Ipsec tunnel connecting but unable to ping

sparky200381 · Sep 22, 2009, 10:02 PM

Hi,
I have two pfsenses setup both running 1.2.2 and have setup an IPSEC tunnel between the sites and it connects and I can ping from site A to B but unable to ping the other way. Any ideas?

Mark

rsingh · Sep 23, 2009, 12:13 AM

I had some issues until I setup a static route which shouldn't be necessary. i think this is a bug.

Here's the static route:

Interface Network Gateway Description
LAN 192.168.50.0/24 192.168.1.1 IPSec VPN

My gateway is 192.168.1.1, I shouldn't need a route saying if you want to reach the IPsec clients to go through the gateway but this makes everythin work. In a tcpdump, you see ICMP redirect packets which seem to fix things like ping.
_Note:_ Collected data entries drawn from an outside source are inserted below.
PR #29, opened 2016-02-25
Shell/6407

jprvita:
[endlessm/eos-shell#6407]

### DIFF
--- a/src/eos-updater-util.c
+++ b/src/eos-updater-util.c
@@ -23,6 +23,17 @@
 #include "eos-updater-util.h"
 #include <ostree.h>
 #include <libsoup/soup.h>
+#include <eosmetrics/eosmetrics.h>
+
+
+/*
+ * Records which branch will be used by the updater. The payload is a 4-tuple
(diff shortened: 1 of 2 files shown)


src/eos-updater-util.c
```diff
@@ -352,6 +366,16 @@ eos_updater_resolve_upgrade (EosUpdater  *updater,
...
+  if ((p_ref || on_hold) && !metric_sent)
+    {
+      emtr_event_recorder_record_event (emtr_event_recorder_get_default (),
+                                        EOS_UPDATER_BRANCH_SELECTED,
+                                        g_variant_new ("(sssb)", vendor,
+                                                       product,
+                                                       on_hold ? o_ref : p_ref,
+                                                       on_hold));
+      metric_sent = TRUE;
+    }
```
dbnicholson: I kinda feel like this is the wrong place to be shoving this, but that would require providing the vendor and product back out to the caller. That would require more refactoring. For another day...

PR #30, opened 2016-03-29
T6407

jprvita:


src/eos-updater-util.c
```diff
@@ -367,14 +367,18 @@ eos_updater_resolve_upgrade (EosUpdater  *updater,
...
-  if ((p_ref || on_hold) && !metric_sent)
+  if (( (upgrade_ref && *upgrade_ref) || on_hold) && !metric_sent)
     {
-      emtr_event_recorder_record_event (emtr_event_recorder_get_default (),
-                                        EOS_UPDATER_BRANCH_SELECTED,
-                                        g_variant_new ("(sssb)", vendor,
-                                                       product,
-                                                       on_hold ? o_ref : p_ref,
-                                                       on_hold));
+      message ("Recording metric event %s: (%s, %s, %s, %d)",
```
Kurt-von-Laven: This seems duplicitous with https://github.com/endlessm/eos-metrics/blob/master/eosmetrics/emtr-event-recorder.c#L724-L736, but please feel free to keep it if there is some rational for it I am unaware of.

src/eos-updater-util.c
```diff
@@ -367,14 +367,18 @@ eos_updater_resolve_upgrade (EosUpdater  *updater,
   shuffle_out_values (upgrade_ref, p_ref, NULL);
 
 out:
-  if ((p_ref || on_hold) && !metric_sent)
+  if (( (upgrade_ref && *upgrade_ref) || on_hold) && !metric_sent)
```
Kurt-von-Laven: nit: rm the space between the second and third open parentheses per https://github.com/endlessm/eos-documentation/wiki/C-Coding-Style#whitespace.

src/eos-updater-util.c
```diff
@@ -367,14 +367,18 @@ eos_updater_resolve_upgrade (EosUpdater  *updater,
   shuffle_out_values (upgrade_ref, p_ref, NULL);
```
Kurt-von-Laven: nit: "decided" --> "decide" in second commit message.

Kurt-von-Laven: nit: Consider explaining in the third commit message why the synchronous API should be used here rather than the asynchronous API.

src/eos-updater-util.c
jprvita: I would rather keep this one around, together with the other debug messages `eos-updater` already always emits by default.

Kurt-von-Laven: Works for me.

Kurt-von-Laven:
**CR Pass**

PR #33, opened 2016-03-30
build: Require libsystemd instead of libsystemd-journal

dbnicholson:
After the systemd upgrade to 229, libsystemd-journal is gone.

https://phabricator.endlessm.com/T11107


dbnicholson:
Same merge in https://github.com/endlessm/eos-updater/pull/31. Closing this.

PR #34, opened 2016-03-30
Depend on libsystemd-dev instead of libsystemd-journal-dev

dbnicholson:
After the systemd upgrade to 229, libsystemd-journal-dev is gone.

https://phabricator.endlessm.com/T11107


dbnicholson:
Same merge in https://github.com/endlessm/eos-updater/pull/32. Closing this.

blak111 · Sep 23, 2009, 5:26 AM

Make sure you have IPSec allow rules on both ends.

sparky200381 · Sep 23, 2009, 2:58 PM

I have added an static route and still no joy. I currently have two over pfsense boxes connecting and I am able to ping clients on the other networks fine but with this new Ipsec tunnel it does not allow me.

I keep getting the error below but not sure it is relevant.
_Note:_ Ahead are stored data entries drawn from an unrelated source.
PR #35, opened 2016-05-09
Cleanup old remote ref

dbnicholson:
Keep track of the original update refspec so it can be deleted and not keep a reference to a no longer wanted tree.

https://phabricator.endlessm.com/T11010

### DIFF
--- a/src/eos-updater-apply.c
+++ b/src/eos-updater-apply.c
@@ -73,10 +73,12 @@ apply (GTask *task,
        GCancellable *cancel)
 {
   EosUpdater *updater = EOS_UPDATER (object);
+  OstreeRepo *repo = OSTREE_REPO (task_data);
   GError *error = NULL;
   GMainContext *task_context = g_main_context_new ();
   const gchar *update_id = eos_updater_get_update_id (updater);
   const gchar *update_refspec = eos_updater_get_update_refspec (updater);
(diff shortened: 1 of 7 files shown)


src/eos-updater-apply.c
```diff
@@ -111,6 +113,30 @@ apply (GTask *task,
                                    &error))
     goto error;
 
+  /* If the original refspec is not the update refspec, then we may have
+   * a ref to a no longer needed tree. Delete that remote ref so the the
```
cosimoc: `the the`

src/eos-updater.xml
```diff
@@ -7,6 +7,7 @@
     <property name="State"            type="u" access="read"/>
     <property name="UpdateID"         type="s" access="read"/>
     <property name="UpdateRefspec"    type="s" access="read"/>
+    <property name="OriginalRefspec"  type="s" access="read"/>
```
cosimoc: Any reason this gets exposed on the bus?

dbnicholson: @cosimoc Probably just my inexperience with gdbus-codegen. All the other EosUpdater state corresponds to these bus properties. I didn't know how to add a non-exported property to the object.

On the other hand, I don't know any reason this should be hidden from the client. It might be good fit them to know when the upgrade path changes from the on disk configuration.

dbnicholson:
I fixed the comment and left a reply about the bus property.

Sep 23 14:53:22 racoon: [Unknown Gateway/Dynamic]: ERROR: such policy does not already exist: "192...0/24[0] 10...0/24[0] proto=any dir=out"
Sep 23 14:53:22 racoon: [Unknown Gateway/Dynamic]: ERROR: such policy does not already exist: "10...0/24[0] 192...0/24[0] proto=any dir=in"

focalguy · Sep 28, 2009, 11:07 PM

@blak111:

Make sure you have IPSec allow rules on both ends.
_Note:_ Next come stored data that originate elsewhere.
PR #36, opened 2016-05-12
Cleanups

krnowak:
These are some cleanups and refactorings I did when working on avahi stuff. Probably best reviewed commit-by-commit.

@iaguis: You wanted to see this.

### DIFF
--- a/src/eos-updater-apply.c
+++ b/src/eos-updater-apply.c
@@ -81,10 +81,10 @@ apply (GTask *task,
   const gchar *orig_refspec = eos_updater_get_original_refspec (updater);
   gint bootversion = 0;
   gint newbootver = 0;
-  gs_unref_object OstreeDeployment *merge_deployment = NULL;
-  gs_unref_object OstreeDeployment *new_deployment = NULL;
+  g_autoptr(OstreeDeployment) merge_deployment = NULL;
+  g_autoptr(OstreeDeployment) new_deployment = NULL;
   GKeyFile *origin = NULL;
-  gs_unref_object OstreeSysroot *sysroot = NULL;
+  g_autoptr(OstreeSysroot) sysroot = NULL;
 
   g_main_context_push_thread_default (task_context);
 
@@ -120,7 +120,7 @@ apply (GTask *task,
    */
   if (g_strcmp0 (update_refspec, orig_refspec) != 0)
     {
-      gs_free gchar *rev = NULL;
+      g_autofree gchar *rev = NULL;
 
       if (!ostree_repo_resolve_rev (repo, orig_refspec, TRUE, &rev, &error))
         goto error;
@@ -165,7 +165,7 @@ handle_apply (EosUpdater            *updater,
               GDBusMethodInvocation *call,
               gpointer               user_data)
 {
-  gs_unref_object GTask *task = NULL;
+  g_autoptr(GTask) task = NULL;
   EosUpdaterState state = eos_updater_get_state (updater);
 
   switch (state)
--- a/src/eos-updater-apply.c
+++ b/src/eos-updater-apply.c
@@ -21,6 +21,7 @@
  */
 
 #include "eos-updater-apply.h"
+#include "eos-updater-data.h"
 #include <ostree.h>
 
 static void
@@ -71,7 +72,8 @@ apply (GTask *task,
        GCancellable *cancel)
 {
   EosUpdater *updater = EOS_UPDATER (object);
-  OstreeRepo *repo = OSTREE_REPO (task_data);
+  EosUpdaterData *data = task_data;
+  OstreeRepo *repo = data->repo;
   GError *error = NULL;
   GMainContext *task_context = g_main_context_new ();
   const gchar *update_id = eos_updater_get_update_id (updater);
@@ -163,7 +165,6 @@ handle_apply (EosUpdater            *updater,
               GDBusMethodInvocation *call,
               gpointer               user_data)
 {
-  OstreeRepo *repo = OSTREE_REPO (user_data);
   gs_unref_object GTask *task = NULL;
   EosUpdaterState state = eos_updater_get_state (updater);
 
@@ -180,8 +181,8 @@ handle_apply (EosUpdater            *updater,
     }
 
   eos_updater_set_state_changed (updater, EOS_UPDATER_STATE_APPLYING_UPDATE);
-  task = g_task_new (updater, NULL, apply_finished, repo);
-  g_task_set_task_data (task, g_object_ref (repo), g_object_unref);
+  task = g_task_new (updater, NULL, apply_finished, user_data);
+  g_task_set_task_data (task, user_data, NULL);
   g_task_run_in_thread (task, apply);
 
   eos_updater_complete_apply (updater, call);
--- a/src/eos-updater-apply.c
+++ b/src/eos-updater-apply.c
@@ -31,8 +31,6 @@ apply_finished (GObject *object,
   EosUpdater *updater = EOS_UPDATER (object);
   GTask *task;
   GError *error = NULL;
-
-  OstreeRepo *repo = OSTREE_REPO (user_data);
   gboolean bootver_changed = FALSE;
 
   if (!g_task_is_valid (res, object))
--- a/src/eos-updater-data.h
+++ b/src/eos-updater-data.h
@@ -1,0 +1,41 @@
+/* -*- mode: C; c-file-style: "gnu"; indent-tabs-mode: nil; -*-
+ *
+ * Copyright 2016 Kinvolk GmbH
+ *
+ * This library is free software; you can redistribute it and/or
+ * modify it under the terms of the GNU Lesser General Public
+ * License as published by the Free Software Foundation; either
+ * version 2 of the License, or (at your option) any later version.
+ *
+ * This library is distributed in the hope that it will be useful,
+ * but WITHOUT ANY WARRANTY; without even the implied warranty of
+ * MERCHANTABILITY or FITNESS FOR A PARTICULAR PURPOSE.  See the GNU
+ * Lesser General Public License for more details.
+ *
+ * You should have received a copy of the GNU Lesser General Public
+ * License along with this library; if not, write to the
+ * Free Software Foundation, Inc., 59 Temple Place - Suite 330,
+ * Boston, MA 02111-1307, USA.
+ *
+ * Author: Krzesimir Nowak <krzesimir@kinvolk.io>
+ */
+
+#pragma once
+
+#include <ostree.h>
+
+G_BEGIN_DECLS
+
+typedef struct EosUpdaterData EosUpdaterData;
+
+struct EosUpdaterData
+{
+  OstreeRepo *repo;
+};
+
+void eos_updater_data_init (EosUpdaterData *data,
+                            OstreeRepo *repo);
+
+void eos_updater_data_clear (EosUpdaterData *data);
+
+G_END_DECLS
--- a/src/eos-updater-data.h
+++ b/src/eos-updater-data.h
@@ -33,9 +33,13 @@ struct EosUpdaterData
   OstreeRepo *repo;
 };
 
+#define EOS_UPDATER_DATA_INIT { NULL }
+
 void eos_updater_data_init (EosUpdaterData *data,
                             OstreeRepo *repo);
 
 void eos_updater_data_clear (EosUpdaterData *data);
+
+G_DEFINE_AUTO_CLEANUP_CLEAR_FUNC (EosUpdaterData, eos_updater_data_clear)
 
 G_END_DECLS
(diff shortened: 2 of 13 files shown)


src/eos-updater-util.c
```diff
@@ -160,127 +153,136 @@ static const gchar *dmi_attributes[] =
...
     }
 
-  merge_deployment = ostree_sysroot_get_merge_deployment (sysroot, NULL);
-  osname = ostree_deployment_get_osname (merge_deployment);
-  origin = ostree_deployment_get_origin (merge_deployment);
-  booted = ostree_deployment_get_csum (merge_deployment);
+  return g_object_ref (booted_deployment);
+}
+
+static gchar *
```
cosimoc: Does this really need to duplicate the string? It looks to me that the only client that needs this duplicated (the hash table code below) could do it there instead.

src/eos-updater-util.c
```diff
@@ -160,127 +153,136 @@ static const gchar *dmi_attributes[] =
...
                            "Not an ostree system");
-      goto out;
+      return NULL;
     }
 
-  merge_deployment = ostree_sysroot_get_merge_deployment (sysroot, NULL);
-  osname = ostree_deployment_get_osname (merge_deployment);
-  origin = ostree_deployment_get_origin (merge_deployment);
-  booted = ostree_deployment_get_csum (merge_deployment);
+  return g_object_ref (booted_deployment);
```
cosimoc: Does this really need to add a ref? It does not look like the clients really have that requirement

src/eos-updater-util.c
```diff
@@ -291,17 +293,25 @@ eos_updater_resolve_upgrade (EosUpdater  *updater,
     g_hash_table_insert (hw_descriptors, g_strdup ("product_name"),
                          g_strdup ("EOSUNKNOWN"));
 
-  vendor = g_strdup (g_hash_table_lookup (hw_descriptors, "sys_vendor"));
-  product = g_strdup (g_hash_table_lookup (hw_descriptors, "product_name"));
-  p_id = g_strconcat (cleanstr (vendor), " ", cleanstr (product), NULL);
-  message ("Product group: %s", p_id);
+  *sys_vendor = g_strdup (g_hash_table_lookup (hw_descriptors, "sys_vendor"));
+  *product_name = g_strdup (g_hash_table_lookup (hw_descriptors, "product_name"));
+  return hw_descriptors;
```
cosimoc: I wonder if you really need to also return these values here separately, instead of looking them up from the table where you need them

src/eos-updater-util.c
```diff
@@ -313,73 +323,180 @@ eos_updater_resolve_upgrade (EosUpdater  *updater,
...
+}
+
+static gboolean
+process_single_group (GKeyFile *bkf,
+                      const gchar *group_name,
+                      gboolean *on_hold,
+                      gchar **p_ref,
+                      GError **error)
+{
+  if (g_key_file_get_boolean (bkf, group_name, ON_HOLD_KEY, NULL))
```
cosimoc: Pass the error here

src/eos-updater-util.c
```diff
@@ -313,73 +323,180 @@ eos_updater_resolve_upgrade (EosUpdater  *updater,
...
-          message ("No product-specific configuration and %s is on hold, "
-                   "nothing to upgrade here", DEFAULT_GROUP);
-          on_hold = TRUE;
-          ret = TRUE;
-          goto out;
-        }
-      p_ref = g_key_file_get_string (bkf, DEFAULT_GROUP, OSTREE_REF_KEY, error);
-      if (!p_ref)
-        goto out;
+      if (!process_single_group (bkf, group_name, on_hold, p_ref, error))
```
cosimoc: Should be `DEFAULT_GROUP` instead of `group_name`

src/eos-updater-util.c
```diff
@@ -313,73 +323,180 @@ eos_updater_resolve_upgrade (EosUpdater  *updater,
...
+
+static void
+maybe_send_metric (const gchar *vendor,
+                   const gchar *product,
+                   const gchar *ref,
+                   gboolean on_hold)
+{
+  static gboolean metric_sent = FALSE;
+
+  if (G_LIKELY (metric_sent))
```
cosimoc: We usually don't use `G_LIKELY` and `G_UNLIKELY` because they make the code more complicated and their usefulness is questionable... Please remove

src/eos-updater-util.c
```diff
@@ -313,73 +323,180 @@ eos_updater_resolve_upgrade (EosUpdater  *updater,
...
+  message ("Product group: %s", product_group);
+
+  g_hash_table_insert (hw_descriptors, g_strdup ("ref"), g_strdup (booted_ref));
+  g_hash_table_insert (hw_descriptors, g_strdup ("commit"), get_booted_checksum (booted_deployment));
+  bkf = download_branch_file (baseurl, hw_descriptors, error);
+  if (bkf == NULL)
+    return FALSE;
+
+  if (!process_branch_file (bkf, product_group, &on_hold, &ref, error))
+    return FALSE;
```
cosimoc: Add newline

src/eos-updater-util.c
```diff
@@ -313,73 +323,180 @@ eos_updater_resolve_upgrade (EosUpdater  *updater,
...
+        {
+          message ("No product-specific branch configuration or %s found, "
+                   "following the origin file", DEFAULT_GROUP);
+          ref = g_strdup (booted_ref);
+        }
+
+      message ("Using product branch %s", ref);
+      *upgrade_refspec = g_strdup_printf ("%s:%s", booted_remote, ref);
+      *original_refspec = g_strdup_printf ("%s:%s", booted_remote, booted_ref);
+    }
```
cosimoc: Add newline

src/eos-updater-util.c
```diff
@@ -313,73 +323,180 @@ eos_updater_resolve_upgrade (EosUpdater  *updater,
...
+  gs_unref_object OstreeDeployment *booted_deployment = NULL;
+
+  g_return_val_if_fail (OSTREE_IS_REPO (repo), FALSE);
+  g_return_val_if_fail (upgrade_refspec != NULL, FALSE);
+  g_return_val_if_fail (original_refspec != NULL, FALSE);
+
+  booted_deployment = get_booted_deployment (error);
+  if (booted_deployment == NULL)
+    return FALSE;
+  return get_upgrade_info (repo,
```
cosimoc: Add newline

src/eos-updater-util.h
```diff
@@ -37,21 +37,29 @@
 G_BEGIN_DECLS
 
 #define EOS_UPDATER_ERROR (eos_updater_error_quark())
-GQuark eos_updater_error_quark (void);
+GQuark
```
cosimoc: It's normal for headers to have the return type on the same line in GObject style code.

src/eos-updater.c
```diff
@@ -85,6 +85,7 @@ on_bus_acquired (GDBusConnection *connection,
 
   /* We are deliberately not emitting a signal here. This
    * isn't a state change, it's our initial state.
+   * krnowak: ORLY? It calls eos_updater_emit_state_changed…
```
cosimoc: lol

src/eos-updater-apply.c
```diff
@@ -78,7 +78,6 @@ apply (GTask *task,
   GMainContext *task_context = g_main_context_new ();
   const gchar *update_id = eos_updater_get_update_id (updater);
   const gchar *update_refspec = eos_updater_get_update_refspec (updater);
-  const gchar *orig_refspec = eos_updater_get_original_refspec (updater);
```
cosimoc: I don't really understand this commit - the code is not exporting the property just to propagate it, but it "stores" it locally on the `GDBusProxy` object not differently from how you store it in the updater data. The property is separately exported on the bus for convenience of other possible clients (but I don't believe it is in use now).

src/eos-updater-util.c
krnowak: `ostree_sysroot_get_booted_deployment` does not transfer the ownership, so if we don't ref it, the booted deployment might be deleted when we unref the sysroot. It used to work without adding a ref because sysroot was actually leaking its deployments earlier (https://github.com/ostreedev/ostree/pull/287).

src/eos-updater-util.c
krnowak: The `eos_updater_get_booted_checksum` also uses this function.

src/eos-updater-util.c
krnowak: I wanted to contain the use of the magic strings like "sys_vendor" and "product_name" just in one place, but I guess I can hide those names behind some `#define`.

src/eos-updater-util.c
krnowak: Oops, thanks for spotting.

src/eos-updater-util.c
krnowak: Oops. Will fix.

src/eos-updater-util.c
krnowak: Sure.

src/eos-updater-util.h
krnowak: I had an impression that the types were always in a separate line in gobject, but I see I was wrong. Will revert it.

src/eos-updater-apply.c
krnowak: Hm, I remember seeing in a review that introduced those changes that exporting this property was just a side-effect of adding a property which was meant to be used only internally (read: there was no `EosUpdaterData` struct then, which has this very purpose).

But sure, if you think that exporting this property might be useful for client then I'll just remove this commit.

src/eos-updater-util.c
krnowak: Hm, looks like we have to handle it a bit more specially - the OnHold key might be missing and that's fine, we don't want to propagate the error in this case, right?

krnowak:
Updated, addressed some of the comments.

src/eos-updater-apply.c
cosimoc: Yeah that was my review I think :-)
@dbnicholson convinced me that this property could be useful for other clients, so I'd rather leave it in.

src/eos-updater-util.c
cosimoc: Oh, good point.

src/eos-updater-util.c
```diff
@@ -313,73 +323,193 @@ eos_updater_resolve_upgrade (EosUpdater  *updater,
...
+                        G_KEY_FILE_ERROR_KEY_NOT_FOUND))
+    {
+      g_propagate_error (error, local_error);
+      return FALSE;
+    }
+  g_clear_error (&local_error);
+  *p_ref = g_key_file_get_string (bkf, group_name, OSTREE_REF_KEY, error);
+  if (*p_ref == NULL)
+    return FALSE;
+  return TRUE;
```
cosimoc: I think you should set `*on_hold = FALSE` before returning `TRUE` here. When the error is not set, all the out parameters should always be filled.

src/eos-updater-apply.c
dbnicholson: I'll be honest that I originally did it because I wasn't sure the best way to store private data and that was the fastest way to make the property available. However, I do think it's useful for the client to see that this has changed, and it's also useful for debugging.

src/eos-updater-util.c
```diff
@@ -160,148 +153,165 @@ static const gchar *dmi_attributes[] =
...
+  if (!ostree_repo_remote_get_url (repo, osname, &url, error))
+    return NULL;
+
+  return g_steal_pointer (&url);
+}
 
-  if (!ostree_parse_refspec (o_refspec, &o_remote, &o_ref, error))
-    goto out;
+#define EOS_VENDOR_KEY "sys_vendor"
+#define EOS_PRODUCT_KEY "product_name"
```
cosimoc: I would define this without and `EOS` prefix... maybe `DMI_VENDOR_KEY` etc?

src/eos-updater-data.h
```diff
@@ -0,0 +1,43 @@
...
+G_BEGIN_DECLS
+
+typedef struct EosUpdaterData EosUpdaterData;
+
+struct EosUpdaterData
+{
+  OstreeRepo *repo;
+};
+
+void
```
cosimoc: These should also be in the same line as the declaration

cosimoc:
@krnowak Done another round of review, thanks.

krnowak:
Looks like github is acting up. Whenever I update my avahi branch which is based on this cleanups branch, it marks most of the comments as obsolete. Meh.

src/eos-updater-util.c
krnowak: I'll rename it to `VENDOR_KEY`. The value also originates from device-tree stuff, so it is not really DMI-specific.

src/eos-updater-util.c
krnowak: Sure.

krnowak:
Updated. I removed the commit that moved the `original_refspec` variable to `EosUpdaterData` and added a small commit quieting down some make rules (so they print `GEN foo` when running `make V=0`).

Do you have rules to allow traffic on the IPSEC interfaces on both sides?

neo.matrix_23 · Oct 1, 2009, 10:59 AM

@focalguy:

@blak111:

Make sure you have IPSec allow rules on both ends.

Do you have rules to allow traffic on the IPSEC interfaces on both sides?

You do need to add IPSEC firewall rule (interface) on both sides. Add a rule to allow any protocol, any ports, any source & any destination and test PING again. One thing I want to point out is PING is NOT on TCP protocol but on ICMP and very often, when you add a new rule, TCP is selected by default.

stewie · Oct 7, 2009, 2:23 PM

Hi.

Having the same problem.
SA is established. I setup a pass-any-from-any-to-any firewall rule on each sites ipsec tab.
Logging ist enabled and status firewall shows blocked packets. this is really confusing. why does a pass rule log blocked packages?
the only special thing in this setup is, that on one site VPN comes over opt1. Loadbalancing is configured.

cheers

stewie

jimp · Oct 7, 2009, 8:01 PM

@stewie:

Logging ist enabled and status firewall shows blocked packets. this is really confusing. why does a pass rule log blocked packages?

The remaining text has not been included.